Which model is closest???

What is the white #25? The yellow #16?? and the dark blue one??

Thanks...


----------



## old blue (May 4, 2007)

*Per Wikipedia....*

Main parts of the film were shot on the circuit during the 1970 24 Hours of Le Mans race. McQueen had intended to actually race a Porsche 917 together with Jackie Stewart, but the #26 entry was not accepted. Instead, in the movie, he was shown starting the race on the blue #20 Gulf-Porsche 917K, which in the real race was driven by Jo Siffert and Brian Redman. The race-leading white #25 Porsche 917 "Long tail" was piloted by Vic Elford and Kurt Ahrens, Jr..
The Porsche 908/2 which McQueen had previously co-driven to a second place in the 12 Hours of Sebring was entered by Solar Productions to compete in the race, equipped with heavy movie cameras providing actual racing footage from the track. This #49 camera car, which can be briefly seen in the starting grid covered with a black sheet (at approximately 17:51) and again at just before the 79 minute-mark (at 1:18:42) racing past the starting line, was driven by Porsche's Herbert Linge and Jonathan Williams.[2] It travelled 282 laps (3,798 km) and finished the race in 9th position [3], but it was not classified as it had not covered the required minimum distance due to the stops to change film reels. It did, however, manage to finish 2nd in the P3.0 class.
Additional footage shot after the race used genuine racing cars of the day, mainly Porsche 917 and Ferrari 512 models, painted as real competitors which staged the main rivalry in the 1970 season and the film.[2] According to rules, 25 of each sports car had to be built, so enough were available, compared to few if any of the prototype class. In the crash scenes, cheaper Lola T70 chassis were sacrificed, disguised with bodywork of the Porsche and Ferrari.


----------



## plymouth71 (Dec 14, 2009)

Technically the closest from the mass producers would be the Ferrari 512S seen here with the 917,











although the Ferrari 512 Coda Lunga was the model in the movie.

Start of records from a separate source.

PR #2186, opened 2023-05-15
chore: update tw intellisense

alantoa:
# Why

- [prettier-plugin-tailwindcss](https://github.com/tailwindlabs/prettier-plugin-tailwindcss) support[ custom attributes PR](https://github.com/tailwindlabs/prettier-plugin-tailwindcss/pull/155) merged, so we don't need to use [this patch](https://github.com/showtime-xyz/showtime-frontend/blob/staging/patches/prettier-plugin-tailwindcss%2B0.2.5.patch) anymore!
- update TW intellisense. It now supports all `tw` regex intellisense.

image

image

image

# How

# Test Plan


.vscode/settings.json
```diff
@@ -8,13 +8,7 @@
     // already have a Prettier plugin, so don't need this.
```
hirbod, line 8: Comments are not allowed in .json. This could / should actually fail

package.json
```diff
@@ -21,7 +21,7 @@
     "nativewind": "^2.0.11",
     "patch-package": "^7.0.0",
     "prettier": "^2.8.7",
-    "prettier-plugin-tailwindcss": "0.2.5",
+    "prettier-plugin-tailwindcss": "insiders",
```
hirbod, line 24: What is this? Never seen before

hirbod (changes requested):
LGTM, but comments should be removed

.vscode/settings.json
alantoa: No, now it's the age of JSON5 and we are using it. This is not a problem.

hirbod: This does not work in every env though. But yeah, works in VSCode.

hirbod (approved):
LGTM

hirbod (approved):
LGTM

PR #2193, opened 2023-05-17
fix: auto close modal on web

alantoa:
# Why

This PR is to fix an issue that was reported from https://showtime-rq88331.slack.com/archives/C02PXGK3V8D/p1684336323639999

I found that this issue is due to the modal screen not automatically closing when using the `router.pop()` method.

# How

Automatically close the modal when URL params are lost in the router. 

# Test Plan


packages/design-system/modal-screen/with-modal-screen.tsx
```diff
@@ -20,15 +24,34 @@ function withModalScreen<P extends {}>(
...
+      closeCallback.current?.();
     }, [router]);
 
-    const contextValues = useMemo(() => ({ setTitle }), []);
+    useLayoutEffect(() => {
+      if (modalRef.current?.close) {
+        setContextValues({
+          setTitle,
+          pop: (params) => {
+            closeCallback.current = params?.callback;
```
alantoa, line 49: I added this method, which is copied from the creator-channels branch code, It's useful to do some callback when you want to wait for the modal show/hide animation to be dismissed.

PR #2197, opened 2023-05-18
fix: poll every 2 hours and not every minute

hirbod:
# Why

We don't need to poll the token every minute, it's enough to check for it every two hours
https://showtime-rq88331.slack.com/archives/C02QD3J7DJM/p1684427015334339

# How

Increased timeout duration.

@intergalacticspacehighway, we currently don't have a check for hard reloads, which means returning users or a reload would still trigger polling. Should we consider storing the token inside localStorage/MMKV and perform a validity check before initiating the polling? The response is a JWT, and we already have implemented logic for this with our AuthToken.

https://github.com/showtime-xyz/showtime-frontend/blob/9e5dde54b7ee88176f31873f9f979a162e1d2c73/packages/app/hooks/auth/use-access-token-manager.ts#L63-L77

WDYT? I think reducing every impactful request is a good thing. If you agree, feel free to add it to the PR.

# Test Plan

### DIFF
--- a/packages/app/lib/apple-music-auth/apple-music-auth.ts
+++ b/packages/app/lib/apple-music-auth/apple-music-auth.ts
@@ -23,7 +23,7 @@ export const initialiseAppleMusic = async () => {
       },
     });
 
-    // TODO: increment this expiration from backend
-    await delay(60 * 1000);
+    // 2 hours validity
+    await delay(2 * 60 * 60 * 1000);
   }
 };


intergalacticspacehighway (approved):
LGTM ❇️ 

> Should we consider storing the token inside localStorage/MMKV and perform a validity check before initiating the polling?

sure, we already store the token in localstorage, right? can we just use that?

hirbod:
Is the Apple dev token inside LS, if yes, we could do that. But I don't see it being stored inside LS in the poll function.

alantoa (approved):
LGTM

intergalacticspacehighway:
> Is the Apple dev token inside LS, if yes, we could do that. But I don't see it being stored inside LS in the poll function.

okay, I misunderstood. Yeah, will push in the next PR, I think we should do that, not a blocker for this one. LGTM.

PR #2198, opened 2023-05-18
feat: support optimized thumbnails

hirbod:
# Why

A lot of video stills are black since the first frame is fading or dark, resulting in strange-looking Lists and Grids.
Bunny creates 6 thumbnails for each video, so we're going to introduce a new key in lists, graph-images, and grids.
However, we still depend on the first frame for the video placeholders because they work best in most cases.

# How

Use the new optimized_thumbnail (only for Bunny URLs)

# Test Plan


alantoa (approved):
lgtm

intergalacticspacehighway (approved):
LGTM ❇️

PR #2202, opened 2023-05-22
feat: add optimizer to og-image for bunny uploads

hirbod:
# Why

Add transformation to Bunny uploads for our meta-images/og:graph. This should fix all size and file-size related issues, allowing our preview images to load much faster.

# How

Added a special bunny transformation class with fixed setups.
Any format -> jpg
Quality -> 70
Any width (if > 1200) = 1200

# Test Plan

### DIFF
--- a/apps/next/src/pages/nft/[chainName]/[contractAddress]/[tokenId]/index.tsx
+++ b/apps/next/src/pages/nft/[chainName]/[contractAddress]/[tokenId]/index.tsx
@@ -20,11 +20,17 @@ export async function getServerSideProps(context) {
     };
 
     const nft = res.data?.data?.item as NFT;
-    const imageUrl = getMediaUrl({
+    let imageUrl = getMediaUrl({
       nft,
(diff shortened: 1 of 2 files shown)


apps/next/src/pages/nft/[chainName]/[contractAddress]/[tokenId]/index.tsx
```diff
@@ -20,12 +20,18 @@ export async function getServerSideProps(context) {
...
       stillPreview: nft?.mime_type?.startsWith("video"),
       optimized: true,
     });
 
+    // lets check if the image is from showtime.xyz (eg Bunny,
+    // since they start with media.showtime.xyz and video.showtime.xyz)
+    if (imageUrl && imageUrl.includes("showtime.xyz/")) {
+      imageUrl = imageUrl + "?class=ogimage";
+    }
+
```
Comment (hirbod) [inline apps/next/src/pages/nft/[chainName]/[contractAddress]/[tokenId]/index.tsx:34]: This is needed for now, since we still have 3 different mixed sources of images. This can be removed once we have migrated all existing data to Bunny.

PR #671, opened 2022-05-31
Use gadget-default-container as minikube-install dependency.

eiffel-fl:
Hi.

In this PR, I `s/gadget-container/gadget-default-container/` for `minikube-install` Makefile target.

which can be found here:http://www.candrhoracing.com/html/c_r_bodies.html


Cheers! :wave:


----------



## NTxSlotCars (May 27, 2008)

Wow! Thanks guys for the replies!

Not a bad replica!









That guy has the white #25 too... not bad either....

















I know I'm not the first to do this, but I've been wanting to make as many of the cars from the movie as possible.
I have the 917s in both Tyco and AFX, and I have the 512s in both as well.
I guess I could throw in a few 908s. Any other suggestions?

This guy has already done this...









Here's a car a guy says was in the movie... but I thought I saw a yellow #16.









On a side note, this is the car that won the 1970 LeMans.









Martini racing was second.









Hey, I could even do a Ferrari Tjet...


----------



## beast1624 (Mar 28, 2009)

NTxSlotCars said:


> Wow! Thanks guys for the replies!
> 
> Not a bad replica!
> 
> ...


No more T-Jet bashing!


----------



## NTxSlotCars (May 27, 2008)

Okay, would you say this Tyco 512M looks pretty close if I take the rear spoiler off?










Also, would you think this Tyco Chappy could closely resemble the #25?









.... or did I just commit Porsche blasphemy?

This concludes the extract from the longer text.